Una noche de invierno, mientras se encontraba solo en su oficina privada —una sala de cristal con vista a las colinas, decorada con esculturas minimalistas y una cava personal—, recibió una llamada desde Nueva York.

—Han aceptado el trato —dijo la voz al otro lado—. Pero quieren que tú lo cierres. En persona.

Él no respondió de inmediato. Tenía una copa de vino entre los dedos. No bebía por placer. Lo hacía por ritual. Por necesidad. Como si cada sorbo fuera un recordatorio de lo que había construido con sus propias manos.

—¿Dónde?

—Roma. Cena de gala en La Pergola. Esta semana.

Colgó sin decir más. Era su estilo. No explicaba. Ejecutaba.

Esa noche, se sentó frente a una vieja fotografía.

Era la única que tenía de su vida antes de los Vescari. Un retrato descolorido de un niño flaco, con el cabello despeinado y la expresión perdida. Nadie sonreía en esa imagen. Ni siquiera él.

Pasó los dedos por el papel gastado.

A veces se preguntaba si ese niño aún vivía dentro de él.

O si lo había enterrado en algún rincón de su alma, donde la luz no llegaba.

Tres días después, caminó hacia La Pergola sin escoltas. Vestido con su traje negro favorito y una expresión de hielo que muchos confundían con soberbia, pero que era simplemente su forma de mantenerse a salvo.

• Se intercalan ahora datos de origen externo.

PR #917, opened 2019-10-08
Support the old style repo config

asutula:
Along side new account-scoped repo directories, we can let the docker files and library users continue to specify `repo` if they chose. This will buy us some time to get the account scoped repos api correct and complete.

The only change is there is no default behavior if you don't specify repo path OR base repo path and account... you have to supply one or the other. This is to avoid likely errors that will in happen in practice if there is a default behavior.

### DIFF
--- a/cmd/cmd.go
+++ b/cmd/cmd.go
@@ -638,7 +638,7 @@ There are two types of invites, direct account-to-account and external:
 
 	// migrate
 	migrateCmd := appCmd.Command("migrate", "Migrate the node repository and exit")
-	migrateRepo := migrateCmd.Flag("repo", "Specify a custom path to the repo directory").Short('b').String()
+	migrateRepo := migrateCmd.Flag("repo", "Specify a custom path to the repo directory").Short('r').String()
 	migrateBaseRepo := migrateCmd.Flag("base-repo", "Specify a custom path to the base repo directory").Short('b').String()
 	migrateAccountAddress := migrateCmd.Flag("account-address", "Specify an existing account address").Short('a').String()
 	cmds[migrateCmd.FullCommand()] = func() error {
--- a/cmd/cmd.go
+++ b/cmd/cmd.go
@@ -14,14 +14,12 @@ import (
 	"os"
 	"os/signal"
 	"path"
-	"path/filepath"
 	"strings"
 
 	"github.com/fatih/color"
 	"github.com/golang/protobuf/jsonpb"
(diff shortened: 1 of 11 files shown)


cmd/cmd.go
```diff
@@ -646,14 +638,11 @@ There are two types of invites, direct account-to-account and external:
 
 	// migrate
 	migrateCmd := appCmd.Command("migrate", "Migrate the node repository and exit")
+	migrateRepo := migrateCmd.Flag("repo", "Specify a custom path to the repo directory").Short('b').String()
```
sanderpick: short version => `r` ?

cmd/cmd.go
```diff
@@ -1193,49 +1182,20 @@ func output(val interface{}) {
...
-			for _, file := range files {
-				if !file.IsDir() && file.Name() == "textile" {
-					// This is a pre 0.7.2 repo, not subdir under account path
-					return baseRepo, nil
-				}
-			}
-			return "", fmt.Errorf("there are multiple accounts initialzed in %s, you need to specify account-address", baseRepo)
-		}
-		return path.Join(baseRepo, files[0].Name()), nil
+	if err := os.MkdirAll(finalRepo, 0755); err != nil {
```
sanderpick: In the case where you have an existing repo folder and are not using a base repo, this may result in the same docker issue we saw with doodle. It would be nice to check this behavior.

asutula: ok, I'll try to test it out.

asutula: I ended up just removing all the code in `cmd.go` that attempts to create directories... it's not needed because all the directory creation is handled elsewhere in the initialization process. I'll still make sure this works with the Dockerfiles

asutula: Ok, seems to run fine in docker. I ran these commands to test:
```
docker build --file=./Dockerfile --tag=textile .
docker run textile
docker build --file=./Dockerfile.cafe --tag=textile-cafe .
docker run textile-cafe
```

asutula:
Ok @sanderpick this could be g2g. Give it a look.

asutula:
Oh, another thing... For the cli, I ended up providing a default behavior if you don't specify a repo or base repo/account. In that case, for `initialize`, `migrate` and `daemon` it defaults to the `~/.textile/repo` location. I chose to go that way because so many docs already assume that behavior and it will continue to work the way most existing users are used to.

PR #923, opened 2019-10-09
build: adds env var to build CGO_ENABLED=0 

andrewxhill:
ensures that the build of the CI machine is also statically linked


sanderpick:
Wait, we need CGO for SQLite.

andrewxhill:
ahh.. there's the rub

PR #943, opened 2019-11-28
Use same go + node version on CircleCI

maxnordlund:
Something I noticed when reading through the source.

This probably needs more work, but it's a start I hope :)


maxnordlund:
No problem, always happy to help :)

Den tis 3 dec. 2019 17:28Sander Pick <notifications@github.com> skrev:

PR #10476, opened 2026-01-13
fix(a380/fws): Suppress BTV, ROW, ROP, ARPT NAV faults as long as engines are not running

flogross89:
## Summary of Changes

Due to hydraulics not being supplied and engines not running, the FWS will report BTV, ROW/ROP and ARPT NAV FAULTs when setting up the aircraft. These faults and INOP SYS should however not show, as they are expected during that phase. 

## Additional context

## Testing instructions

none

### DIFF
--- a/fbw-a380x/src/systems/systems-host/PseudoPRIM/BrakeToVacate.ts
+++ b/fbw-a380x/src/systems/systems-host/PseudoPRIM/BrakeToVacate.ts
@@ -1,7 +1,7 @@
 // Copyright (c) 2023-2025 FlyByWire Simulations
 // SPDX-License-Identifier: GPL-3.0
 
-import { ConsumerSubject, EventBus, Instrument, MappedSubject, SimVarValueType } from '@microsoft/msfs-sdk';
+import { ConsumerSubject, EventBus, Instrument, MappedSubject } from '@microsoft/msfs-sdk';
 import {
   Arinc429LocalVarConsumerSubject,
   Arinc429RegisterSubject,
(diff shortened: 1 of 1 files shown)


fbw-a380x/src/systems/systems-host/CpiomC/FlightWarningSystem/FwsCore.ts
```diff
@@ -1530,54 +1532,62 @@ export class FwsCore {
...
+    this.eng1Or2AndEng3Or4RunningAndPhase,
   );
 
   public readonly oansFailedSimvar = RegisteredSimVar.createBoolean('L:A32NX_OANS_FAILED');
   public readonly oansFailed = Subject.create(false);
   public readonly oansPposLostSimVar = RegisteredSimVar.createBoolean('L:A32NX_ARPT_NAV_POS_LOST');
   public readonly oansPposLost = Subject.create(false);
   public readonly arptNavLost = MappedSubject.create(
-    ([oansFailed, pposLost]) => oansFailed || pposLost,
+    ([oansFailed, pposLost, engRunning]) => engRunning && (oansFailed || pposLost),
```
BravoMike99: The inop system could be directly hooked to the OANS failed. The fault itself should check for oansFailed && powered.

fbw-a380x/src/systems/systems-host/CpiomC/FlightWarningSystem/FwsCore.ts
```diff
@@ -1530,54 +1532,62 @@ export class FwsCore {
...
 
   public readonly ldgPerfAffected = MappedSubject.create(
-    ([w1, w2]) =>
-      w1.bitValueOr(21, false) ||
-      w2.bitValueOr(21, false) ||
-      w1.bitValueOr(23, false) ||
-      w2.bitValueOr(23, false) ||
-      w1.bitValueOr(25, false) ||
-      w2.bitValueOr(25, false),
+    ([w1, w2, engRunning]) =>
```
BravoMike99: I think we can just inhibit it in phase 1 and 10 or if allEnginesFailure is active, and the same for ldg dist.

BravoMike99 (changes requested):

fbw-a380x/src/systems/systems-host/CpiomC/FlightWarningSystem/FwsCore.ts
flogross89: good point

fbw-a380x/src/systems/systems-host/CpiomC/FlightWarningSystem/FwsCore.ts
flogross89: Couldn't find any references for the OANS power supply but good idea

BravoMike99: Looks like it is AC4 while the CMV is DC1 (failure of CMV will render OANS inop) so probably inhibited in those two cases..

PR #10477, opened 2026-01-14
fix(a32nx/fwc): spurious low diff pr warnings

tracernz:
Fixes #[issue_no]

## Summary of Changes

Improve the logic for the CAB PR LO DIFF PR warning so it does not trigger spuriously for brief periods during descent when near the limit, and does not suggest reducing V/S if the cabin altitude is too high.

## Additional context

## Testing instructions

I don't think can reasonably be tested that well, other than descending from a high cruise to a low altitude with speedbrakes out and ensuring the warning does get triggered eventually.


fbw-a32nx/src/systems/systems-host/systems/FWC/PseudoFWC.ts
```diff
@@ -1305,6 +1306,12 @@ export class PseudoFWC {
 
   private readonly voiceVhf3 = Subject.create(0);
 
+  private readonly excessCabAlt = MappedSubject.create(
```
FozzieHi, line 1317: I know this is a bit of a simplified representation of `excessCabAlt`, but do we want to add the 1s confirm node to this as well?

fbw-a32nx/src/systems/systems-host/systems/FWC/PseudoFWC.ts
```diff
@@ -4592,7 +4600,7 @@ export class PseudoFWC {
       // LO DIFF PR
       flightPhaseInhib: [2, 3, 4, 5, 7, 8, 9, 10],
       simVarIsActive: this.lowDiffPress,
-      whichCodeToReturn: () => [0, 1, 2],
+      whichCodeToReturn: () => [0, 1, this.excessCabAlt.get() ? null : 2],
```
FozzieHi, line 4618: Do we also want to add this to other codes? For example `213123304` should be checking `excessCabAlt`, but is currently checking `excessPressure` directly. This would also tie in with the confirm node I mentioned above.

fbw-a32nx/src/systems/systems-host/systems/FWC/PseudoFWC.ts
```diff
@@ -2332,7 +2339,12 @@ export class PseudoFWC {
       this.excessResidualPrConfirm.write(this.enginesOffAndOnGroundSignal.read() && residualPressureSignal, deltaTime),
     );
 
-    this.lowDiffPress.set(activeCpc.bitValueOr(15, false));
+    this.lowDiffPress.set(
+      this.lowDiffPressConfirm.write(
+        this.cpc1DiscreteWord.bitValue(15) || this.cpc2DiscreteWord.bitValue(15),
```
BravoMike99, line 2359: Perhaps add a bitValueOf in case the cpcs are setting the bits regardless of failure state?

tracernz: The CPCs should be fixed if they are doing that. Will check.

fbw-a32nx/src/systems/systems-host/systems/FWC/PseudoFWC.ts
tracernz: I would like to keep the scope to just the warning with the bug that is being addressed here. It’s very easy for the scope to become massive with this kind of work.

fbw-a32nx/src/systems/systems-host/systems/FWC/PseudoFWC.ts
tracernz: You were correct, the CPCU logic was not right. Fixed it so bits are not sent when failed. cc @mjuhe

BravoMike99 (approved):

BravoMike99:
Dev team QA report

Object of testing : #10477  
Aircraft          : A32NX 
Simulator         : 2020 
Tier of Testing   : 1
Date              : 25/01/2026 

Testing Process: 
Slew to FL340, selected expedite descent, full speed-brake and waited till the LO DIFF pressure message appears.
Checked that LOW DIFF PRESS ECAM appeared.
Checked that with high cabin altitude the A/C V/S reduce line does not appear.

Testing Results: 
Passed

PR #10478, opened 2026-01-14
ci: direct cdn upload

FoxtrotSierra6829:
## Summary of Changes

- removes stale Bunny CDN script
- updates upload to Cloudflare R2 CDN to use rclone instead of our worker. See https://github.com/flybywiresim/installer/pull/538
- Also fixes purging. See https://github.com/flybywiresim/installer/pull/520 and https://github.com/flybywiresim/installer/pull/523 (hotfix)

## Additional context

foxtrotsierra

## Testing instructions

Not applicable

### DIFF
--- a/fbw-a32nx/src/systems/fmgc/src/flightplanning/FlightPlanService.ts
+++ b/fbw-a32nx/src/systems/fmgc/src/flightplanning/FlightPlanService.ts
@@ -210,7 +210,7 @@ export class FlightPlanService<P extends FlightPlanPerformanceData = FlightPlanP
     }
 
     if (temporaryPlan.alternateFlightPlan.pendingAirways) {
-      await temporaryPlan.finaliseAirwayEntry();
+      await temporaryPlan.alternateFlightPlan.finaliseAirwayEntry();
     }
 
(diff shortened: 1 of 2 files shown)


FozzieHi:
I'll take a proper look later today, but I guess the same comments I made on `cf-cdn.sh` in #10479 will apply here depending on what one gets merged first.

FoxtrotSierra6829:
> I'll take a proper look later today, but I guess the same comments I made on `cf-cdn.sh` in #10479 will apply here depending on what one gets merged first.

This one gets merged first. This PR is the reason why the other has a `Do not merge` tag

FozzieHi:
> This one gets merged first. This PR is the reason why the other has a `Do not merge` tag

I should've probably commented on this one first then, my bad! Everything else LGTM, might be worth setting the `permissions` on these as well (even if it's just top-level), but it's running against a trusted target so is less vital than the other one.

FoxtrotSierra6829:
> might be worth setting the `permissions` on these as well (even if it's just top-level), but it's running against a trusted target so is less vital than the other one.

I'll do separate PR's on all relevant repos and ask for the default organisation settings to be changed to be more restrictive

No esperaba que nada fuera diferente esa noche. Otra negociación. Otra copa de vino. Otra fachada.

Y sin embargo, fue ahí donde la vio.

Rose Castelli.

Y algo en él se quebró, aunque no supiera nombrarlo.

Ella no lo miró como los demás. No con miedo. No con codicia. No con deseo inmediato. Lo miró con una mezcla de curiosidad y dignidad que desarmó su coraza antes de que pudiera defenderse.

No sabía quién era él.

Y por primera vez… él tampoco supo quién era frente a ella.

Esa noche no fue memorable por la cena, ni por el vino, ni por el trato que cerró con solo una firma.

Fue memorable porque, por un momento, el silencio dentro de él no lo ahogó.

Fue la primera noche en años que pensó en lo que podría haber sido su vida si alguien lo hubiera amado distinto. Si alguien hubiera abrazado su herida en lugar de endurecerla.

Y en esos segundos robados, mientras ella lo miraba sin saber el caos que él arrastraba, Alessandro comprendió algo terrible y hermoso a la vez:

No hay vino que cure el dolor de un niño que solo quería pertenecer.

Pero tal vez, solo tal vez, en la voz de una mujer libre, en la risa de alguien que no busca nada de él… pudiera haber un comienzo.

Una tregua.

Un suspiro.

Una redención.

Aunque fuera tan frágil como el cristal de una copa de Chianti.